Maharana of Danta (1823–1847)

Naharsinhji was the Maharana of Danta from 1823 until 1847.

== Early life and family ==
Naharsinhji was born to Abhaisinhji. He married and had issue, including two sons, Zalamsinhji and Harisinhji, and a daughter, Daulat Kanwar, who married Sheo Singh of Sirohi. He and his brother Jagatsinhji did not enjoy a cordial relationship. To bring peace between the two, the nobles of Danta made them partake in the ritual of Kasumba. Jagatsinhji, having no son of his own, wished to adopt one so that, in due course, the boy would succeed him on the throne of Danta. However, Naharinhji refused, saying that he would not do obeisance at his own son's feet. Following this episode, Jagatsinhji's advisers turned him against Naharsinhji, and Jagatsinhji, who had begun to fear that Naharsinhji wanted to take his life, left Danta.

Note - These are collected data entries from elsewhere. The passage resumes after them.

PR #32, opened 2020-02-11
Significantly Improve Several Systems and Emulation Performance

### LINKED ISSUE #27: Move from `ptrace` to Junction Branching
The current system using `ptrace` is fairly slow due to the amount of cycles `ptrace` requires to pass on a syscall to the kernel process, this is primarily due to requiring the kernel as an intermediary for it. Junction branching on the other hand does runs completely in userspace and gives us far more control over everything.

### LINKED ISSUE #28: Introduce Memory Block System and Shared Memory for all allocations
The current memory system depends almost purely on `KPrivateMemory` for proper segmentation. This system didn't work out that well when implementing all memory related SVCs due to having an address as the parameter. So, a system where memory attributes are stored as blocks that can be found with their address would be far better. In addition, if all memory on the guest is shared with the host and works with the previously mentioned memory block system then most memory accesses won't need to use a kernel call rather can directly access the underlying pages.

### LINKED ISSUE #29: Migrate kernel from being single-threaded to a multi-threaded design
The current kernel is heavily handicapped in areas due to it needing to be single threaded, this is suboptimal as it prevents certain design flows like being able to interrupt the control flow of a certain thread due to sleeping while letting the other threads fully function. In addition, there might be a viable boost in performance from this due to the multiple cores in today's processors which would go unused if we stuck to a single-threaded design.

### LINKED ISSUE #30: Add Mutexes and Conditional Variables
The current system improperly implements mutexes, which leads undefined behavior in most cases. Fixing this is required for essentially all multithreaded applications to work correctly. In addition, conditional variables are currently not implemented and are required by a significant amount of multithreaded applications.

### LINKED ISSUE #31: Implement Asynchronous Loading
The current loading mechanism only scans for ROMs while blocking on the UI thread, this is extremely bad design as the UI should remain interactable at all times. This was somewhat acceptable pre-SAF but due to the significant slowdown in searching post-SAF, we need to implement this.

PixelyIon:
This PR makes several changes to the entire emulator as a whole:
* Move from `ptrace` to Junction Branching (#27)
* Introduce Memory Block System and Shared Memory for all allocations (#28)
* Migrate kernel from being single-threaded to a multi-threaded design (#29)
* Add Mutexes and Conditional Variables (#30)
* Implement Asynchronous Loading (#31)

Closes #27, Closes #28, Closes #29, Closes #30, Closes #31


app/src/main/cpp/skyline/kernel/types/KSharedMemory.cpp
```diff
@@ -1,110 +1,163 @@
...
+                    fregs = {
+                        .x0 = block.address,
+                        .x1 = std::min(block.size, (chunk->address + size) - block.address),
+                        .x2 = static_cast<u64>(block.permission.Get()),
+                        .x8 = __NR_mprotect,
+                    };
+                    state.nce->ExecuteFunction(ThreadCall::Syscall, fregs);
+                    if (fregs.x0 < 0)
+                        throw exception("An error occurred while updating private memory's permissions in child process");
                 } else
```
bylaws: Add brackets

app/src/main/cpp/skyline/kernel/types/KSharedMemory.cpp
```diff
@@ -1,110 +1,163 @@
...
+            if (guest.valid() && state.process) {
+                Registers fregs{
+                    .x0 = guest.address,
+                    .x1 = guest.size,
+                    .x8 = __NR_munmap,
+                };
+                state.nce->ExecuteFunction(ThreadCall::Syscall, fregs);
             }
-            procInf.permission = permission;
+        } catch (const std::exception &) {
```
bylaws: ` catch (const std::exception &) {}`?
Do we want to print a warning here?

app/src/main/cpp/skyline/kernel/types/KThread.cpp
```diff
@@ -35,30 +35,4 @@ namespace skyline::kernel::type {
...
-
-    void KThread::WakeUp() {
-        if (status == Status::Sleeping)
-            status = Status::Runnable;
-    }
-
-    void KThread::ClearWaitObjects() {
-        for (auto &object : waitObjects) {
-            auto iter = object->waitThreads.begin();
-            while (iter != object->waitThreads.end()) {
```
bylaws: Would a for loop be better here?

app/src/main/cpp/skyline/kernel/types/KThread.h
```diff
@@ -16,20 +17,15 @@ namespace skyline::kernel::type {
...
-            Sleeping, //!< The thread is sleeping due to svcSleepThread
-            WaitSync, //!< The thread is waiting for a KSyncObject signal
-            WaitMutex, //!< The thread is waiting on a Mutex
-            WaitCondVar, //!< The thread is waiting on a Conditional Variable
-            Runnable, //!< The thread is ready to run after waiting
             Dead //!< The thread is dead and not running
         } status = Status::Created; //!< The state of the thread
-        std::vector<std::shared_ptr<KSyncObject>> waitObjects; //!< A vector holding the objects this thread is waiting for
-        u64 timeout{}; //!< The end of a timeout for svcWaitSynchronization or the end of the sleep period for svcSleepThread
+        std::atomic<bool> cancelSync; //!< This is to flag to a thread to cancel a synchronization call it currently is in
```
bylaws: Think this should be intialised to false, it isn't set in constructor

app/src/main/cpp/skyline/kernel/types/KTransferMemory.cpp
```diff
@@ -1,102 +1,192 @@
...
-        } else if (!process && owner) {
-            state.os->processMap.at(owner)->ReadMemory(reinterpret_cast<void *>(address), cAddress, copySz);
-        } else {
-            throw exception("Transferring from kernel to kernel is not supported");
+        if (mHost && !host) {
+            state.os->memory.DeleteChunk(address);
+            hostChunk = chunk;
+        } else if (!mHost && host)
+            state.os->memory.InsertChunk(chunk);
+        else if (mHost && host)
```
bylaws: Brackets

app/src/main/cpp/skyline/kernel/types/KTransferMemory.cpp
```diff
@@ -1,102 +1,192 @@
...
+            hostChunk = chunk;
+        else if (!mHost && !host) {
```
bylaws: Same as above

app/src/main/cpp/skyline/kernel/types/KTransferMemory.cpp
```diff
@@ -1,102 +1,192 @@
...
+            if (fregs.x0 < 0)
+                throw exception("An error occurred while updating transfer memory's permissions in guest");
+            auto chunk = state.os->memory.GetChunk(address);
+            MemoryManager::InsertBlock(chunk, block);
+        }
     }
 
     KTransferMemory::~KTransferMemory() {
-        if (owner) {
+        if (host)
```
bylaws: Needs brackets

app/src/main/cpp/skyline/nce.cpp
```diff
@@ -1,231 +1,319 @@
...
-        iovec iov = {&registers, sizeof(registers)};
-        long status = ptrace(PTRACE_GETREGSET, pid ? pid : currPid, NT_PRSTATUS, &iov);
-        if (status == -1)
-            throw exception("Cannot read registers, PID: {}, Error: {}", pid, strerror(errno));
+    void NCE::KernelThread(pid_t thread) {
+        try {
+            state.thread = state.process->threads.at(thread);
+            state.ctx = reinterpret_cast<ThreadContext *>(state.thread->ctxMemory->kernel.address);
+            while (true) {
+                asm("yield");
```
bylaws: Do we really want to yield here? Probably an idea to benchmark this first.

app/src/main/cpp/skyline/nce.cpp
```diff
@@ -1,231 +1,319 @@
...
+                    if (Halt)
+                        break;
+                    if (!Surface)
+                        continue;
+                    const u16 svc = static_cast<const u16>(state.ctx->commandId);
+                    try {
+                        if (kernel::svc::SvcTable[svc]) {
+                            state.logger->Debug("SVC called 0x{:X}", svc);
+                            (*kernel::svc::SvcTable[svc])(state);
+                        } else
```
bylaws: Else brackets

app/src/main/cpp/skyline/nce.cpp
```diff
@@ -1,231 +1,319 @@
...
+        } catch (...) {
+            state.logger->Error("An unknown exception has occurred");
+        }
+        if (!Halt) {
+            if (thread == state.process->pid) {
+                jniMtx.lock(GroupMutex::Group::Group2);
+                state.os->KillThread(thread);
+                Halt = true;
+                jniMtx.unlock();
+            } else
```
bylaws: Brackets

app/src/main/cpp/skyline/nce.cpp
```diff
@@ -1,231 +1,319 @@
...
+            regStr += fmt::format("\nStack Pointer: 0x{:X}", ctx->sp);
+        for (u16 index = 0; index < constant::NumRegs - 1; index += 2) {
+            auto xStr = index < 10 ? " X" : "X";
+            regStr += fmt::format("\n{}{}: 0x{:<16X} {}{}: 0x{:X}", xStr, index, ctx->registers.regs[index], xStr, index + 1, ctx->registers.regs[index + 1]);
         }
+        if (numHist) {
+            state.logger->Debug("Process Trace:{}", trace);
+            state.logger->Debug("Raw Instructions: 0x{}", raw);
+            state.logger->Debug("CPU Context:{}", regStr);
+        } else
```
bylaws: Brackets

app/src/main/cpp/skyline/nce.cpp
```diff
@@ -1,231 +1,319 @@
...
+        0xF2E14F80, // MOVK X0, #2684, LSL #48
+        0x9BC07C21, // UMULH X1, X1, X0
+        0xD347FC21, // LSR X1, X1, #7
+        0xD53BE040, // MRS X0, CNTVCT_EL0
+        0x9AC10801, // UDIV X1, X0, X1
+        0x8B010421, // ADD X1, X1, X1, LSL #1
+        0xD37AE420, // LSL X0, X1, #6
+        0xF90003E0, // STR X0, [SP, #0]
+        0xA94107E0, // LDP X0, X1, [SP, #16]
+    };
```
bylaws: Any reason for not including this in guest.S?

app/src/main/cpp/skyline/nce/guest.cpp
```diff
@@ -0,0 +1,318 @@
...
+                "LDR Q2, [SP], #16\n\t"
+                "LDR Q1, [SP], #16\n\t"
+                "LDR Q0, [SP], #16\n\t"
+                "LDP X1, X2, [SP], #16" :: "r"(ctx->registers.x0));
+            return;
+        }
+        while (true) {
+            ctx->state = ThreadState::WaitKernel;
+            while (ctx->state == ThreadState::WaitKernel);
+            if (ctx->state == ThreadState::WaitRun)
```
bylaws: BRackets

app/src/main/cpp/skyline/nce/guest.cpp
```diff
@@ -0,0 +1,318 @@
...
+        }
+    }
+
+    void entry(u64 address) {
+        volatile ThreadContext *ctx;
+        asm("MRS %0, TPIDR_EL0":"=r"(ctx));
+        while (true) {
+            ctx->state = ThreadState::WaitInit;
+            while (ctx->state == ThreadState::WaitInit);
+            if (ctx->state == ThreadState::WaitRun)
```
bylaws: Brackets

app/src/main/cpp/skyline/nce/guest.h
```diff
@@ -0,0 +1,20 @@
+#pragma once
+
+namespace skyline {
+    namespace guest {
```
bylaws: We should add a message to be wary of what functions are used in guest.cpp

app/src/main/cpp/skyline/common.h
```diff
@@ -47,17 +33,17 @@ namespace skyline {
...
         constexpr u32 NroMagic = 0x304F524E; //!< "NRO0" in reverse, this is written at the start of every NRO file
         // NCE
-        constexpr u8 NumRegs = 31; //!< The amount of registers that ARMv8 has
-        constexpr u16 SvcLast = 0x7F; //!< The index of the last SVC
-        constexpr u16 BrkRdy = 0xFF; //!< This is reserved for our kernel's to know when a process/thread is ready
+        constexpr u8 NumRegs = 30; //!< The amount of registers that ARMv8 has
         constexpr u32 TpidrroEl0 = 0x5E83; //!< ID of TPIDRRO_EL0 in MRS
+        constexpr u32 CntfrqEl0 = 0x5F00; //!< ID of CNTFRQ_EL0 in MRS
+        constexpr u32 TegraX1Freq = 19200000; //!< The clock frequency of the Tegra X1 (19.2 MHz)
         constexpr u32 CntpctEl0 = 0x5F01; //!< ID of CNTPCT_EL0 in MRS
```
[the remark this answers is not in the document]
PixelyIon: I considered that but thought I'll do constant moving during the refactor.

app/src/main/cpp/skyline/nce.cpp
PixelyIon: Not really, I suppose it's a good idea to move it in there.

app/src/main/cpp/skyline/nce/guest.h
PixelyIon: Will do.

app/src/main/cpp/skyline/nce.cpp
PixelyIon: We do, this essentially spins doing nothing. That tends to just waste a lot of CPU resources, a yield will redirect energy towards other cores which can utilize it better hopefully.

app/src/main/cpp/skyline/kernel/svc.cpp
```diff
@@ -279,136 +336,150 @@ namespace skyline::kernel::svc {
...
+                state.thread->cancelSync = false;
+                state.ctx->registers.w0 = constant::status::Interrupted;
+                break;
+            }
+            uint index{};
+            for (const auto &object : objectTable) {
+                if (object->signalled) {
+                    state.logger->Debug("svcWaitSynchronization: Signalled handle: 0x{:X}", waitHandles.at(index));
+                    state.ctx->registers.w0 = constant::status::Success;
+                    state.ctx->registers.w1 = index;
```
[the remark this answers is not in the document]
PixelyIon: That wouldn't work ? That'd only increment when the object is signalled ?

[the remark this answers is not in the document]
bylaws: oh oops

app/src/main/cpp/skyline/kernel/types/KThread.cpp
bylaws: :Shrek:

PR #33, opened 2020-02-12
Add npad support for controller input

bylaws:
Introduces an Input class for interfacing with devices in HID shared
memory and an npad controller that uses it.

Needs a ui for binding controllers before merge.


IvarWithoutBones:
Note that this pull request is closed as its being extended and rewritten.

PR #43, opened 2020-04-13
Put a button with a donation link

str3wer:
I want to donate to this fantastic project, but i can't find a donate button, why not put a donation button in the app? ;)


PixelyIon:
Hey there,
I'm assuming you meant to open an issue rather than a pull request. To answer your question, we're currently planning on adding optional ads to the app when we get to releasing it. We might consider donations at some point but we wouldn't want them now as we haven't really delivered the product we want to yet. 

Thanks for your kind words :)

PR #54, opened 2020-06-15
Updates for the Android R SDK and C++ fixes

bylaws:
- Updates the Kotlin code to support the Android R SDK
- Switches the build SDK to Android R
- Enables `-Wall` and fixes the associated warnings
- The warnings for reordering are left disabled as they are rather pedantic


bylaws:
This is will be merged when the R SDK is out of beta.

PR #55, opened 2020-06-20
Rework the Loader system to be shared between C++ and Kotlin

bylaws:
Unifying the loader code will make maintenance easier in the future and ease the process of adding new backends.


app/src/main/cpp/skyline/loader/format.h
```diff
@@ -0,0 +1,13 @@
...
+    /**
+      * @brief This enumerates the types of ROM files
+      * @note This needs to be synchronized with emu.skyline.loader.BaseLoader.RomFormat
+      */
+    enum class RomFormat {
+        NRO, //!< The NRO format: https://switchbrew.org/wiki/NRO
+        XCI, //!< The XCI format: https://switchbrew.org/wiki/XCI
+        NSP, //!< The NSP format from "nspwn" exploit: https://switchbrew.org/wiki/Switch_System_Flaws
+    };
+}
```
PixelyIon, line 13: Can this be relegated to `loader.h`, I think it'd be fairly fitting in there. Thoughts ?

app/src/main/cpp/skyline/loader/nro.h
```diff
@@ -21,40 +24,67 @@ namespace skyline::loader {
...
+
+        /**
+        * @brief This holds various metadata about an NRO, it is only used by homebrew
+        */
+        struct NroAssetHeader {
+            u32 magic; //!< The asset section magic "ASET"
+            u32 version; //!< The format version
+            NroAssetSection icon;
+            NroAssetSection nacp;
+            NroAssetSection romfs;
```
PixelyIon, line 64: These are missing comments on their contents

app/src/main/cpp/skyline/vfs/nacp.h
```diff
@@ -0,0 +1,40 @@
...
+         * @brief This struct encapsulates all the data within an NACP file
+         */
+        struct NacpData {
+            ApplicationTitle titleEntries[0x10]; //!< Title entries for each language
+            u8 _pad_[0x4000 - (0x10 * 0x300)];
+        } nacpContents{};
+        static_assert(sizeof(NacpData) == 0x4000);
+
+      public:
+        NACP(const std::shared_ptr<vfs::Backing> &backing);
```
PixelyIon, line 35: No comment for parameter `backing`

app/src/main/java/emu/skyline/loader/RomFile.kt
```diff
@@ -123,16 +124,81 @@ class AppEntry : Serializable {
...
+     */
+    private external fun destroy(instance : Long)
+
+    /**
+     * This is used to get the [AppEntry] for the specified NRO
+     */
+    fun getAppEntry(uri : Uri) : AppEntry {
+        return if (hasAssets(instance)) {
+            val rawIcon = getIcon(instance)
+            val icon = BitmapFactory.decodeByteArray(rawIcon, 0, rawIcon.size)
```
PixelyIon, line 180: You should only do this if the size isn't 0, otherwise set `icon` to `null`.
```kotlin
val icon = if (rawIcon.size != 0) BitmapFactory.decodeByteArray(rawIcon, 0, rawIcon.size) else null
```

app/src/main/cpp/skyline/loader/nro.cpp
```diff
@@ -1,38 +1,65 @@
...
-    void NroLoader::LoadProcessData(const std::shared_ptr<kernel::type::KProcess> process, const DeviceState &state) {
-        std::vector<u8> text(header.text.size);
-        std::vector<u8> rodata(header.ro.size);
-        std::vector<u8> data(header.data.size);
+    std::vector<u8> NroLoader::GetIcon() {
+        NroAssetSection &segmentHeader = assetHeader.icon;
+        std::vector<u8> buffer(segmentHeader.size);
+
+        backing->Read(buffer.data(), header.size + segmentHeader.offset, segmentHeader.size);
+        return buffer;
```
PixelyIon, line 35: In certain cases the `ASET` section may be missing or the offset/size specified in the `icon` header can be 0. Check [NroLoader.kt](https://github.com/skyline-emu/skyline/blob/4d787c904e12e671c1ff115938b548e79b492130/app/src/main/java/emu/skyline/loader/NroLoader.kt#L21) for reference, you should return a 0-sized vector here in case the icon doesn't exist.

app/src/main/java/emu/skyline/loader/RomFile.kt
bylaws: That's effectively what HasAssets does, all programs with nacp data also have an icon afaik

app/src/main/cpp/skyline/loader/nro.cpp
bylaws: oh right, forgot about that

bylaws: hmm actually this is fine, since assetHeader is zeroed by default and read will accept zero byte reads

PixelyIon: If the `ASET` header isn't there then that part could be filled with random data rather than just 0s.

bylaws: Nope, if asset header is missing then we don't change the assetHeader from the default, which is being filled with 0s.

bylaws: :shrek:

app/src/main/java/emu/skyline/loader/RomFile.kt
PixelyIon: They can have an icon `ASET` header but the icon itself can be empty and the size can be `0`. So, you should add in the check.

Naharsinhji, however, managed to convince Jagatsinhji to return to Danta.

== Reign ==
Upon the death of his brother Jagatsinhji in 1823, he succeeded him as the Maharana of Danta. In 1836, when Jawan Singh, the Maharana of Udaipur, was to arrive in his state for the privilege of Ambaji Mata, he went to Ambaji to receive him and gave him a warm and proper welcome. Later, when the Governor of Bombay paid a visit to Sadra, he went there to meet him, and the Governor, in return, presented him with a rich khilat, or dress of honour.

== Death ==
He died in 1847 and was succeeded by his son, Zalamsinhji, as the Maharana of Danta.